**Description of the task:**
Copy every line below that has the word "parameters" in it.

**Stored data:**
PR #2327, opened 2025-10-17
Refactor actor lookup order for HTTP URIs

pfefferle:
Moved the check for locally stored remote actors to occur after blog actor detection in class-actors.php. Updated class-query.php to handle blog actor ID for home/front page URLs before falling back to author ID lookup. This improves accuracy in actor resolution for blog and remote actors.

## Proposed changes:
- Remove `Remote_Actors::get_by_uri` lookup because it is not functional and slows down lookups.
- In query resolution, map home/front page URLs to BLOG_USER_ID before falling back to author ID resolution.

### Other information:

## Testing instructions:

* Go to '..'
*

### Changelog entry

<details>

#### Significance

-   [X] Patch
-   [ ] Minor
-   [ ] Major

#### Type

#### Message

Improved actor resolution by prioritizing blog actor detection before remote actor checks and refining home page URL handling.

</details>

### DIFF
--- a/includes/collection/class-actors.php
+++ b/includes/collection/class-actors.php
@@ -259,13 +259,6 @@ class Actors {
 					return self::BLOG_USER_ID;
 				}
 
-				// Check locally stored remote Actor.
-				$post = Remote_Actors::get_by_uri( $uri );
-
-				if ( ! \is_wp_error( $post ) ) {
-					return $post->ID;
-				}
-
 				return new \WP_Error(
 					'activitypub_no_user_found',
 					\__( 'Actor not found', 'activitypub' ),
--- a/includes/collection/class-actors.php
+++ b/includes/collection/class-actors.php
@@ -222,13 +222,6 @@ class Actors {
 			// Check for http(s) URIs.
 			case 'http':
 			case 'https':
-				// Check locally stored remote Actor.
-				$post = Remote_Actors::get_by_uri( $uri );
-
-				if ( ! \is_wp_error( $post ) ) {
-					return $post->ID;
-				}
-
 				// Check for http(s)://blog.example.com/@username.
 				$resource_path = \wp_parse_url( $uri, PHP_URL_PATH );
 
@@ -264,6 +257,13 @@ class Actors {
 					normalize_url( home_url() ) === $normalized_uri
 				) {
 					return self::BLOG_USER_ID;
+				}
+
+				// Check locally stored remote Actor.
+				$post = Remote_Actors::get_by_uri( $uri );
+
+				if ( ! \is_wp_error( $post ) ) {
+					return $post->ID;
 				}
 
 				return new \WP_Error(
--- a/tests/phpunit/tests/includes/class-test-query.php
+++ b/tests/phpunit/tests/includes/class-test-query.php
@@ -525,7 +525,7 @@ class Test_Query extends \WP_UnitTestCase {
 	 * @covers ::get_activitypub_object
 	 */
 	public function test_home_page_actor_mode() {
-		\add_option( 'activitypub_actor_mode', ACTIVITYPUB_ACTOR_MODE );
+		\update_option( 'activitypub_actor_mode', ACTIVITYPUB_ACTOR_MODE );
 
 		$actor_queries = array();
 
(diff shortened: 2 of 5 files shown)


tests/phpunit/tests/includes/class-test-query.php
```diff
@@ -518,4 +518,77 @@ public function test_maybe_get_stamp_invalid_author() {
...
+		$object = Query::get_instance()->get_activitypub_object();
+
+		remove_filter( 'query', $query_filter );
+
+		$message = 'Should not query Remote_Actors table for home page.';
+		if ( ! empty( $actor_queries ) ) {
+			$message .= ' Found queries: ' . wp_json_encode( $actor_queries );
+		}
+
+		$this->assertNull( $object, 'Home page should return an object' );
```
obenland: One of these feels off. Should it be null or an object? If an object, do we expect a specific object that we can test for?

tests/phpunit/tests/includes/class-test-query.php
```diff
@@ -518,4 +518,77 @@ public function test_maybe_get_stamp_invalid_author() {
...
+		$object = Query::get_instance()->get_activitypub_object();
+
+		\remove_filter( 'query', $query_filter );
+
+		$message = 'Should not query Remote_Actors table for home page.';
+		if ( ! empty( $actor_queries ) ) {
+			$message .= ' Found queries: ' . wp_json_encode( $actor_queries );
+		}
+
+		$this->assertNotNull( $object, 'Home page should return an object' );
```
obenland, line 589: Same as above.

includes/collection/class-actors.php
```diff
@@ -222,13 +222,6 @@ public static function get_id_by_resource( $uri ) {
 			// Check for http(s) URIs.
 			case 'http':
 			case 'https':
-				// Check locally stored remote Actor.
-				$post = Remote_Actors::get_by_uri( $uri );
-
-				if ( ! \is_wp_error( $post ) ) {
-					return $post->ID;
-				}
-
```
obenland, line 231: The PR description says "Moved the check for locally stored remote actors to occur after blog actor detection" but that doesn't seem to be the case?

Is there a reason `maybe_get_virtual_object()` calls `Actors::get_by_various()` at all? could we not just return either the Blog or Application object based on whatever query parameters we need?

tests/phpunit/tests/includes/class-test-query.php
pfefferle: It should be null, because the Blog-User is disabled in that case.

includes/collection/class-actors.php
pfefferle: > The PR description says "Moved the check for locally stored remote actors to occur after blog actor detection" but that doesn't seem to be the case?

Yes, my Copilot budget was expired, so it didn't catch up :) (I update the code).

The fallback to `Remote_Actors::get_by_uri( $uri )` is not functional, because it returns a Post-ID and we only check for User-IDs, so I removed it.

pfefferle: > Is there a reason maybe_get_virtual_object() calls Actors::get_by_various() at all? could we not just return either the Blog or Application object based on whatever query parameters we need?

The Blog-User and the Application users have several Identifiers, so I would have to clone the complete code of `Actors::get_by_various()`.

For example:

Blog:

* `http://example.org/`
* `http://example.org/@example.org`
* `http://example.org/?author=0`

Application:

* `http://example.org/wp-json/activitypub/1.0/application`
* `http://example.org/@application`
* `http://example.org/?author=-1`

And because `is_home` is not very reliable (see Slack discussion), I decided to [remove it](https://github.com/Automattic/wordpress-activitypub/pull/2327/commits/6b31c175df7d75876396feed1d009f187978f303) and optimize the lookup instead. Happy for any advice!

**The answer:**
Is there a reason `maybe_get_virtual_object()` calls `Actors::get_by_various()` at all? could we not just return either the Blog or Application object based on whatever query parameters we need?
pfefferle: > Is there a reason maybe_get_virtual_object() calls Actors::get_by_various() at all? could we not just return either the Blog or Application object based on whatever query parameters we need?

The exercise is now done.